Et de revenir à la charge sur l’actuel déséquilibre constaté, « qui va grandissant et qui minore la rémunération des auteurs d’animation et donc l’émergence de talents ». 

 

Quelques deux ou trois choses à rétablir...

 

Ce 6 juillet, c’est la Guilde des scénaristes qui se lance donc dans l’arène avec un communiqué appelant à « un plus juste équilibre entre création originale et adaptations ». Selon la Guilde, les messages jusqu’à lors diffusés par les uns, les autres et la presse, en « faisant croire à une rivalité entre auteurs du livre et auteurs de l’audiovisuel, ces dernières pervertissent une vérité que les scénaristes souhaitent rétablir ».

 

D’abord, les scénaristes n’ont « jamais cherché à spolier les auteurs des œuvres d’origine de leurs droits d’auteur, légitimement réclamés ». En revanche, ils souhaitent une rémunération juste et transparente de tous. « Ils ne se laisseront donc pas entraîner par les éditeurs dans un conflit artificiel avec leurs confrères et consœurs. » BIM. D’autant plus que les scénaristes sont souvent romanciers, auteurs de BD ou de livres jeunesse...

 

En revanche, le SNE et le SCELF, prompts à dégainer, « visiblement soucieux des revenus de leurs auteurs », sont plus qu’invités à « réviser leur propre politique de répartition avec ces derniers ». Dans le cas de contrat d’édition, les auteurs se voient en effet contraints de céder au moins 50 % des droits d’adaptation audiovisuels.
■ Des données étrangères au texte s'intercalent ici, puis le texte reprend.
PR #1789, opened 2021-05-19
Suggested value not auto apply

### LINKED ISSUE #1784: Properties suggested value is applied automatically and it's not optional
## Describe the bug
Part of property definition is a suggested value. For enumeration it actually have to be an item from the list.
When editing a dataset and the property has not be defined the suggested value is used and accepted. And the suggested value is not optional.

Also empty string is accepted as a valid property value, which is strange.

## To Reproduce
1. Have some properties defined, with a non-trivial suggested value, set as _Mandatory_
2. In _Menas_ create new dataset. Save the dataset without changing the suggested value
3. It's accepted
4. This might not be desirable, at least not in all cases

## Expected behavior
Suggested values are not applied automatically, at least not always.

## Suggested solutions
* Make suggested value optional
  * Empty string should serve well
  * Maybe conversion to `Option[String]` might not cause problems either
* Make empty string to be seen as undefined value for property
* **_Bonus:_** use suggested value in Menas UI controls as real suggestions, not a value directly

dk1844:
This PR addresses problems outlined in #1784, namely fixes the following:

## Backend
 - `suggestedValue` for propertyTypes has been made optional - simply put, some properties may not have a defined suggested value
... //todo

Closes #1784


menas/ui/generic/functions.js
```diff
@@ -53,5 +53,15 @@ var Functions = new function () {
...
     })
+  };
+
+  /**
+   * Checks if the property is enum-like by making sure that non-empty inerable of `allowedValues` exists
+   * @param propertyType
+   * @returns {boolean}
+   */
+  this.isEnum = function(propertyType) {
+    return propertyType.hasOwnProperty("allowedValues") && propertyType.allowedValues.length > 0;
```
benedeki, line 64: What if it's an enum without allowed values (`allowedValues.length == 0`)?

menas/ui/service/EntityDialog.js
```diff
@@ -97,7 +97,32 @@ class DatasetDialog extends EntityDialog {
...
+      let allowedMap = oProp.propertyType.allowedValues.map(val => {
+        if (val == oProp.propertyType.suggestedValue) {
+          return {value: val, text: `${val} (suggested value)`}
+        } else {
+          return {value: val, text: val}
+        }
+      });
 
+      if (oProp.essentiality._t !== "Mandatory") {
+        allowedMap = [{value: "", text: ""}, ...allowedMap] // (ES6 prepending) - ability to undefine the property
```
benedeki, line 117: ES6?

menas/ui/service/EntityDialog.js
```diff
@@ -97,7 +97,32 @@ class DatasetDialog extends EntityDialog {
 
  }
 
+  /**
+   * Will created oProps's allowedValues mapped into displayable sequence of objects, e.g.
```
benedeki, line 101: Seems as a incorrect grammar in the comment _Will created..._

menas/ui/service/EntityService.js
```diff
@@ -325,7 +325,22 @@ class DatasetService extends EntityService {
     }
   }
 
+  // if _properties with empty string exist, they will be replaced with undefs in place (backend expecting an empty option)
+  replaceBlankProperties(dataset) {
```
benedeki, line 329: I would do something similar on backend side as well. After all, the API can be called by anyone, any "enemy", not just this "friendly" UI.

menas/ui/service/EntityService.js
```diff
@@ -325,7 +325,22 @@ class DatasetService extends EntityService {
     }
   }
 
+  // if _properties with empty string exist, they will be replaced with undefs in place (backend expecting an empty option)
```
benedeki, line 328:
```suggestion
  // if properties with empty string exist, they will be replaced with undefs in place (backend expecting an empty option)
```

benedeki:
RN typo:
Dataset property values are **now** suggested...

menas/ui/service/EntityDialog.js
dk1844: EcmaScript 6

benedeki:
Haven't tested it yet, but based on the screenshots looks great. Excellent work 🥇

menas/ui/service/EntityService.js
dk1844: No. Both `properties` and `_properties` are present in the object. The former holds the initial information, while the latter hold the submitted data. So `_properties` is, indeed, the desired filed to be adjusted.

menas/ui/service/EntityDialog.js
dk1844: True, result of re-editing, will fix, thanks.

menas/ui/service/EntityService.js
dk1844: Could be. 
I wonder, however, if are general in the feature, are you absolutely certain we will not need empty string value, e.g. for enum as one value, so we can afford to do this?

menas/ui/service/EntityService.js
benedeki: Missed that, sorry.

menas/ui/generic/functions.js
benedeki: I like both suggestions 👍

menas/ui/service/EntityDialog.js
benedeki: Always learning new stuff. Thank you.

menas/ui/generic/functions.js
dk1844: Done. 
 - `isEnum` -> `hasValidAllowedValues` ✔️ 
 - enum property type(s) the allowedValues: does not allow "" to be present + must have 1+ items ✔️

menas/ui/service/EntityService.js
dk1844: Done, an empty string for a dataset's value is converted to an _unset value_. Applies for creating & editing a dataset and for updating dataset's properties (test added to cover this, too.)

dk1844:
About a bug shared with @benedeki using other channels - properties defs not being present in UI on the first load - I believe I have now fixed it by refreshing the properties model after login. 

The root case seemed to lie in the fact that the properties defs are loaded on SPA first load, but if the user is not logged in, they fail to load, on refresh, it worked due to the existing session (that expired after a while).

Zejnilovic (approved):
- [X] code reviewed
- [X] pulled
- [X] built
- [X] run (Menas and REST API tests)

data-model/src/main/scala/za/co/absa/enceladus/model/properties/propertyType/package.scala
```diff
@@ -37,7 +37,11 @@ package object propertyType {
     override def isValueConforming(value: String): Try[Unit] = Success(Unit)
   }
 
-  case class EnumPropertyType(allowedValues: Set[String], suggestedValue: Option[String]) extends PropertyType {
+  case class EnumPropertyType(allowedValues: Seq[String], suggestedValue: Option[String]) extends PropertyType {
+    require(allowedValues.nonEmpty, "At least one allowed value must be defined for EnumPropertyType.")
```
benedeki, line 41: Like these wordings. And was not aware/forgot about the `require` usage. 👍

data-model/src/main/scala/za/co/absa/enceladus/model/properties/propertyType/package.scala
```diff
@@ -37,7 +37,11 @@ package object propertyType {
     override def isValueConforming(value: String): Try[Unit] = Success(Unit)
   }
 
-  case class EnumPropertyType(allowedValues: Set[String], suggestedValue: Option[String]) extends PropertyType {
+  case class EnumPropertyType(allowedValues: Seq[String], suggestedValue: Option[String]) extends PropertyType {
```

Si la légitimité des scénaristes à se prononcer n’est donc pas à mettre en cause, celles des éditeurs « à toucher des droits alors qu’ils n’ont pas écrit une ligne est, elle, à questionner sans ambages ». 

 

Ils rappellent également que, depuis de nombreuses années, ce sont les scénaristes qui ont souffert d’une spoliation de leurs droits par les éditeurs. En effet, ceux-ci s’appropriaient indûment, à travers des accords avec certains producteurs TV, une part substantielle des droits de diffusion des scénaristes, droits dont le producteur n’avait pourtant pas la propriété. S’il refusait cette spoliation, le scénariste était congédié de la série. 

 

La deuxième contre-vérité consiste à attribuer aux organisations d’auteur une condamnation générale des adaptations. Or celles-ci n’ont fait qu’appeler à trouver la bonne combinaison entre licences et création originale. 

 

Constatant depuis quelques années l’explosion des projets de séries d’animation adaptés de matériaux existants, au point de constituer désormais une très large part des commandes des chaînes françaises, les scénaristes ont récemment appelé à un sursaut collectif afin de restaurer un plus juste équilibre entre les deux types de projets. 

 

Ils rappellent que la vitalité de notre filière animation, qui a fait de la France le troisième acteur à l’international après les États-Unis et le Japon, est aussi due à la valorisation de projets originaux, portés par une vision d’auteur forte. Un trop fort déséquilibre en faveur des adaptations est selon nous incompatible avec une politique culturelle fondée sur la diversité des imaginaires, et sur le renouvellement et la préservation des talents. 

 

Cela ne permet pas non plus d’entretenir l’énergie créative du secteur. Or le succès de séries telles que Les grandes grandes vacances, Les as de la jungle ou encore Oggy et les cafards a su faire la preuve de l’ambition des scénaristes français, qui ne demandent qu’à pouvoir exprimer leur propre créativité et développer leurs univers personnels. C’est cette dynamique d’innovation que le CNC doit accompagner, en accord avec ses missions de soutien à l’audiovisuel et de régulation du marché. 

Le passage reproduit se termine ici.